### Task objective:
Go through the records below line by line and report how many lines include "want", giving the number only.

### Information provided:
PR #1983, opened 2020-03-24
Citation Structures

### LINKED ISSUE #1957: FR: Declarative Citation Structure
The TEI element [`<cRefPattern>`](https://www.tei-c.org/release/doc/tei-p5-doc/en/html/ref-cRefPattern.html) defines a mechanism for resolving "canonical" references into machine-actionable URIs. While it permits automated resolution of these references, it does not provide for the automated *construction* of references. So while TEI documents can declare how citations should be treated, they can't actually declare how those citations should be made. This means systems that might want automatically to do things with a document's citation structure, like chunk a large document into smaller pieces or generate a table of contents are at a disadvantage.

We (@PonteIneptique and myself) are proposing two new elements to allow documents to declare their citation structure and to specify how structural information may be extracted from them:

`<citeStructure>` permits an application to address and extract parts of the TEI document declaring its structure,
and can provide hints on how to construct canonical references. Instead of telling an application how to
resolve  references, as `<cRefPattern>` does, this tells the application how to *build* them using
the TEI document as a data source.
        
`<citeStructure>` has three required attributes, `@unit`, a label specifying what kind of unit this level
of structure refers to, e.g., "book", "line", or "section"; `@match`, an XPath that tells you how to
find each unit in of the given type in the document; `@use`, an XPath, relative to the element(s) matched
by `@match` that gives a mechanism for uniquely identifying the element(s) referenced by `@match`. This could
be an `@xml:id`, or a labeling attribute like `@n`, or even a positional reference like `position()`. It should
be possible to construct an XPath that will retrieve an element referenced by `<citeStructure>` by constructing
a predicate on the XPath in `@match` using the value for a given element of the XPath in `@use`.
             
`<citeStructure>` also has an optional attribute, `@delim`, which can be used as a hint for the construction of 
canonical references, e.g. "1.2" for the poem `<div n="1">` and the `<l n="2">`. In those references,
the value of `@delim` should be assumed to come before the referenced unit. So, in example 2 (again, assuming a 
reference style like "1.2"), the line `<citeStructure>` is the one that has a `@delim`.
             
`<citeStructure>`s may nest, and a relative XPath in `@match` is assumed to start from the element(s) matched
by the parent `<citeStructure>`. See example 2 below. 
             
`<citeData>` provides a way for a document to declare how certain types of data can be extracted from the
structures mapped out by `<citeStructure>`. In examples 1 and 2, a Dublin Core Title can be obtained for each
front section or poem by getting the `<head>` element from each.
             
`<citeData>` has two required attributes, `@property` (analogous to `@property` in RDFa), a URI, and `@use`,
a relative XPath exactly like `@use` on `<citeStructure>`. 

```xml
<encodingDesc>
    <refsDecl>
        <!-- Example 1: Units of the introductory front matter may be cited, e.g. "Intro. 1" -->
        <citeStructure unit="front"
            match="//front/div[@type='introduction']/div[@type='section']" 
            use="@n" delim="Intro. "> 
            <!-- The thing(s) matched by ../@match have titles at the location ./head. 
                 Assume the prefix "dc" has been declared using a <prefixDef> elsewhere.
                 Multiple <head>s in the matched <div> would mean multiple dc:titles being
                 extracted for that div.-->
            <citeData property="dc:title" use="head" /> 
        </citeStructure>
        <!-- Example 2: Poems may be cited as, e.g. "1", lines as, e.g. "1.5" -->
        <citeStructure unit="poem"
            match="//body/div[@type='edition']/div[@type='textpart']" use="@n">
            <citeData property="dc:title" use="head" />
            <citeStructure unit="line" 
                match=".//l[parent::div or parent::lem]" use="@n" delim=".">
            </citeStructure>
        </citeStructure>
    </refsDecl>
</encodingDesc>
```
The following example is the equivalent of the one given for `<cRefPattern>` in https://www.tei-c.org/release/doc/tei-p5-doc/en/html/SA.html#SACR and could be used (with a different algorithm) both to resolve citations of the type "Matt 5:7" and/or to generate a set of resolvable citations at any level.
```xml
<encodingDesc>
  <refsDecl>
    <citeStructure unit="book" match="//body/div" use="@n">
      <citeStructure unit="chapter" match="div" use="position()" delim=" ">
        <citeStructure unit="verse" match="div" use="position()" delim=":"/>
      </citeStructure>
    </citeStructure>
  </refsDecl>
</encodingDesc>
```

hcayless:
See #1957 for the relevant feature request and discussion


hcayless:
Build is failing because citeStructure in examples isn't valid against the dev nvdl, which, of course, doesn't know about it yet. Another circular dependency!

P5/Source/Specs/citeData.xml
```diff
@@ -0,0 +1,40 @@
...
+Copyright TEI Consortium. 
+Dual-licensed under CC-by and BSD2 licences 
+See the file COPYING.txt for details
+$Date$
+$Id$
+-->
+<?xml-model href="http://jenkins.tei-c.org/job/TEIP5-dev/lastSuccessfulBuild/artifact/P5/release/xml/tei/odd/p5.nvdl" type="application/xml" schematypens="http://purl.oclc.org/dsdl/nvdl/ns/structure/1.0"?>
+<elementSpec xmlns="http://www.tei-c.org/ns/1.0" module="header" ident="citeData">
+  <gloss versionDate="2020-02-03" xml:lang="en">citation data</gloss>
+  <desc versionDate="2008-01-13" xml:lang="en">specifies how information may be extracted from citation structures.</desc>
```
ebeshero: @hcayless You probably want to change the `@versionDate` on `<desc>`.

P5/Source/Specs/citeData.xml
```diff
@@ -0,0 +1,40 @@
...
+  <classes>
+    <memberOf key="att.global"/>
+    <memberOf key="att.citeStructurePart"/>
+  </classes>
+  <content>
+    <empty/>        
+  </content>
+  <attList>
+    <attDef ident="property" usage="req">
```
ebeshero, line 21: @hcayless I wonder whether `@property` ought to be required or just `rec` or `opt`. I don't have any strong objections to its being required, but it demands that people encoding citation structures must work with RDF. I can imagine someone wanting to specify citation structures (for say, building a table of contents within a project) who isn't interested in specifying an RDF property for a specific item they want to pull.

P5/Source/Specs/citeStructure.xml
```diff
@@ -0,0 +1,72 @@
...
+Copyright TEI Consortium. 
+Dual-licensed under CC-by and BSD2 licences 
+See the file COPYING.txt for details
+$Date$
+$Id$
+-->
+<?xml-model href="http://jenkins.tei-c.org/job/TEIP5-dev/lastSuccessfulBuild/artifact/P5/release/xml/tei/odd/p5.nvdl" type="application/xml" schematypens="http://purl.oclc.org/dsdl/nvdl/ns/structure/1.0"?>
+<elementSpec xmlns="http://www.tei-c.org/ns/1.0" module="header" ident="citeStructure">
+  <gloss versionDate="2020-02-03" xml:lang="en">citation structure</gloss>
+  <desc versionDate="2008-01-13" xml:lang="en">declares a structure and method for citing the current document.</desc>
```
ebeshero: @hcayless Change the `@versionDate` on `<desc>` here, too.

P5/Source/Specs/citeStructure.xml
```diff
@@ -0,0 +1,67 @@
...
+        <dataRef key="teidata.xpath"/>
+      </datatype>
+    </attDef>
+    <attDef ident="unit" usage="opt">
+      <gloss versionDate="2020-02-03" xml:lang="en">unit</gloss>
+      <desc versionDate="2020-02-03" xml:lang="en">describes the structural unit indicated by the <gi>citeStructure</gi>.</desc>
+      <datatype>
+        <dataRef key="teidata.enumerated"/>
+      </datatype>
+      <valList type="open">
```
ebeshero, line 73: @hcayless Good that it's an open `valList`. In addition to the suggestions below, maybe we could add: 
- "volume"
- "section"
- "entry"
- "letter"

ebeshero (changes requested):
I wonder whether the `@property` attribute on `<citeData>` (pointing to an RDF property) should really be recommended or optional, instead of required. We're basically saying if you're going to use `<citeData>`, you must be ready with RDF properties, and I think we could walk that back a little and just *recommend* their use. What do others think?

P5/Source/Specs/citeData.xml
hcayless: `@property` must be required, because otherwise `<citeData>` won't be able to say what kind of data it represents. But it shouldn't be required to be an RDF property. It might map to a category in a taxonomy or a SKOS Concept, etc.

hcayless:
I have integrated @ebeshero's suggestions and merged in the dev branch so that there should be no barriers to merging this.

P5/Source/Guidelines/en/SA-LinkingSegmentationAlignment.xml
```diff
@@ -1213,6 +1213,47 @@ to <code>$</code> during processing.</p>
     references in non-TEI documents (such as plain text
     documents), possibly as part of their conversion to TEI.</p>
 </div>
+  <div type="div4" xml:id="SACRCS">
+    <head>Citation Structures</head>
+    <p>The equivalent structure to the set of <gi>cRefPattern</gi>s in <ptr target="#SACRWE"/> would be:
```
sydb: This needs some introductory prose before jumping into the equivalent structure.
I think some of the verbiage from the last “paragraph” of this section (i.e., “One advantage `<citeStructure>` … tables of contents.”) could usefully be moved here.

P5/Source/Specs/att.citeStructurePart.xml
```diff
@@ -0,0 +1,23 @@
...
+$Id$
+-->
+<?xml-model href="http://jenkins.tei-c.org/job/TEIP5-dev/lastSuccessfulBuild/artifact/P5/release/xml/tei/odd/p5.nvdl" type="application/xml" schematypens="http://purl.oclc.org/dsdl/nvdl/ns/structure/1.0"?>
+<classSpec xmlns="http://www.tei-c.org/ns/1.0" xmlns:rng="http://relaxng.org/ns/structure/1.0" module="tei" type="atts" ident="att.citeStructurePart">
+  <desc versionDate="2016-03-15" xml:lang="en">provides attributes for selecting particular elements
+    within a document.</desc>
+  <attList>
+    <attDef ident="use" usage="req">
+      <gloss versionDate="2020-02-03" xml:lang="en">use</gloss>
+      <desc versionDate="2020-02-03" xml:lang="en">supplies an XPath expression relative to the context given in <att>match</att>,
```
sydb: My first instinct is no, this is not an XPath expression but rather an XPath selection pattern. (The expression "2+79" does not make sense as the value of `@use` — and, if I understand correctly (50% chance) a hard-coded string would never occur, because it would be the value of `@delim` instead.)

P5/Source/Specs/citeData.xml
```diff
@@ -0,0 +1,40 @@
+<?xml version="1.0" encoding="UTF-8"?>
+<!--
+Copyright TEI Consortium. 
+Dual-licensed under CC-by and BSD2 licences 
+See the file COPYING.txt for details
+$Date$
+$Id$
+-->
+<?xml-model href="http://jenkins.tei-c.org/job/TEIP5-dev/lastSuccessfulBuild/artifact/P5/release/xml/tei/odd/p5.nvdl" type="application/xml" schematypens="http://purl.oclc.org/dsdl/nvdl/ns/structure/1.0"?>
+<elementSpec xmlns="http://www.tei-c.org/ns/1.0" module="header" ident="citeData">
```
sydb, line 10: Why does this element exist? Would not minor modifications of `<equiv>` keep things slimmer and be more appropriate?

P5/Source/Specs/citeStructure.xml
```diff
@@ -0,0 +1,76 @@
...
+      <datatype>
+        <dataRef name="string" restriction=".+"/>
+      </datatype>
+      <remarks versionDate="2020-03-24" xml:lang="en">
+        <p><att>delim</att> must contain at least one character.</p>
+      </remarks>
+    </attDef>
+    <attDef ident="match" usage="req">
+      <gloss versionDate="2020-02-03" xml:lang="en">match</gloss>
+      <desc versionDate="2020-02-03" xml:lang="en">supplies an XPath expression which returns a sequence of nodes which are
```
sydb: Not an XPath expression but rather an XPath selection pattern. Should also give a citation to XPath 3.0 spec. The description of `@match` of att.scoping says
~~~xml
supplies an XPath selection pattern using the
syntax defined in <ptr target="#XSLT3"/> which
identifies a set of nodes …
~~~
which seems apropos.

P5/Source/Specs/citeStructure.xml
```diff
@@ -0,0 +1,76 @@
...
+      </datatype>
+      <remarks versionDate="2020-03-24" xml:lang="en">
+        <p><att>delim</att> must contain at least one character.</p>
+      </remarks>
+    </attDef>
+    <attDef ident="match" usage="req">
+      <gloss versionDate="2020-02-03" xml:lang="en">match</gloss>
+      <desc versionDate="2020-02-03" xml:lang="en">supplies an XPath expression which returns a sequence of nodes which are 
+        citable structural components. The expression may be absolute (beginning with <code>/</code>) or relative. 
+        <att>match</att> on a <gi>citeStructure</gi> without a <gi>citeStructure</gi> parent must be an absolute XPath. If it is
```
sydb, line 47: Why no `<constraintSpec>` to enforce this? (I am not sure that `not( starts-with( ., '/') )` is sufficient, but am checking.)

sydb (commented):
Kinda hasty review, to try to give you some time, @hcayless.

ebeshero (approved):

P5/Source/Specs/citeData.xml
```diff
@@ -0,0 +1,40 @@
...
+  </classes>
+  <content>
+    <empty/>        
+  </content>
+  <attList>
+    <attDef ident="property" usage="req">
+      <gloss versionDate="2020-02-03" xml:lang="en">property</gloss>
+      <desc versionDate="2020-02-03" xml:lang="en">A URI indicating a property definition.</desc>
+      <datatype>
+        <dataRef name="anyURI"/>
```
peterstadler, line 25: While I'd always advise for using URIs, I wonder if we should enforce it here. In your own example in #1957 you put in "dc:title" as property – and I think that's ok since this mechanism can potentially be used to _label_ all sorts of features of a document.

P5/Source/Specs/citeStructure.xml
```diff
@@ -0,0 +1,76 @@
...
+    <memberOf key="att.citeStructurePart"/>
+  </classes>
+  <content>
+    <sequence>
+      <elementRef key="citeData" minOccurs="0" maxOccurs="unbounded"/>
+      <elementRef key="citeStructure" minOccurs="0" maxOccurs="unbounded"/>
+    </sequence>
+  </content>
+  <attList>
+    <attDef ident="delim" usage="opt">
```
peterstadler, line 25: `@delim` is only optional on the outermost `<citeStructure>`, otherwise it's impossible to parse the input, right? One might think of using different character sets for the `@use` attribute (to construct a citation string like "A3µ" without any delimiters) but I think that's even more complicated?

So, I think what I'm trying to say is that we need a Schematron constraint that asserts `@delim` on nested `<citeStructure>`s

P5/Source/Specs/citeStructure.xml
```diff
@@ -0,0 +1,76 @@
...
+      <gloss versionDate="2020-02-03" xml:lang="en">match</gloss>
+      <desc versionDate="2020-02-03" xml:lang="en">supplies an XPath expression which returns a sequence of nodes which are 
+        citable structural components. The expression may be absolute (beginning with <code>/</code>) or relative. 
+        <att>match</att> on a <gi>citeStructure</gi> without a <gi>citeStructure</gi> parent must be an absolute XPath. If it is
+        relative, its context is set by the <att>match</att> of the parent <gi>citeStructure</gi>. </desc>
+      <datatype>
+        <dataRef key="teidata.xpath"/>
+      </datatype>
+    </attDef>
+    <attDef ident="unit" usage="opt">
```
peterstadler, line 67: In the original FR in ticket #1957 the `@unit` attribute was a required attribute. I prefer it being optional because it's merely a label with no functionality, right?

If it's only for documentary purposes, what about adding `<desc>` to the content model of `<citeStructure>`?

peterstadler (changes requested):
Thanks for the nicely worked out ticket and PR!

My major concern is about the de facto required attribute `@delim` on `<citeStructure>`, and well, you'll need to rebase (or update) this PR to bring it up to date with current dev

P5/Source/Specs/citeData.xml
hcayless: I anticipated some objections to citeData, but not this one. I don't think they're really the same. `<equiv>` could of course be surgically altered to do the job we meant for `<citeData>`, but a) `<equiv>` gives me the creeps and b) it's definition would have to be changed: equivalence to its parent element is not at all what `<citeData>` provides. It specifies how additional metadata about the section could be extracted, which is not equivalence at all.

P5/Source/Specs/citeStructure.xml
hcayless: Agreed. Will do.

P5/Source/Specs/citeStructure.xml
hcayless: @peterstadler do you mean instead of using `@unit`? I'd like to keep it, because it's an enumerated list, but I've no objection to adding `<desc>` as well.

P5/Source/Specs/citeData.xml
hcayless: Well, "dc:title" is (most likely) a URI. If I used it, I'd have a `<prefixDef>` explaining how to expand it.

hcayless:
I've made the changes requested or responded to them, so I contend this is ready to be merged.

### Solution to this task:
3